In practice, observations are often contaminated by noise, making the resulting sample covariance matrix a signal-plus-noise sample covariance matrix. Aiming to make inferences about the spectral distribution of the population covariance matrix under such a situation, we establish an asymptotic relationship that describes how the limiting spectral distribution of (signal) sample covariance matrices depends on that of signal-plus-noise-type sample covariance matrices. As an application, we consider inferences about the spectral distribution of integrated covolatility (ICV) matrices of high-dimensional diffusion processes based on high-frequency data with microstructure noise.
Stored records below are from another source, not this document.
PR #664, opened 2026-04-24
Update Jorts to 4.1.1

teamcons:
## Review Checklist

- [ ] App opens
- [ ] Does what it says
- [ ] Categories match

### AppData
- [ ] Matches description
- [ ] Matches screenshot
- [ ] OARS info matches

### Flatpak
- [ ] Uses elementary runtime


teamcons:
bumped Granite-7 to 7.7.0 to take care of the deprecations, but it seems too early for that for whats available in appcenter (7.6.0)

teamcons:
there wasnt much different so we undid the 7.7.0 stuff

EDIT: Latte theme does not build. Reverting, and will use a flag.
So people will be able to get the pride variant in June.

ryonakano (approved):

PR #673, opened 2026-05-05
Update Flatpak repository URLs in publish.yml

davidmhewitt:
New `flat-manager` server release saves screenshots at https://flatpak.elementaryos.org/repo/media/ now instead of https://flatpak.elementaryos.org/repo/screenshots/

The (slightly modified) pre-averaging estimator is a signal-plus-noise sample covariance matrix, and the aforementioned result, together with a (generalized) connection between the spectral distribution of signal sample covariance matrices and that of the population covariance matrix, enables us to propose a two-step procedure to consistently estimate the spectral distribution of ICV for a class of diffusion processes. An alternative approach is further proposed, which possesses several desirable properties: it is more robust, it eliminates the effects of microstructure noise, and the asymptotic relationship that enables consistent estimation of the spectral distribution of ICV is the standard Mar v{c}enko-Pastur equation. The performance of the two approaches is examined via simulation studies under both synchronous and asynchronous observation settings.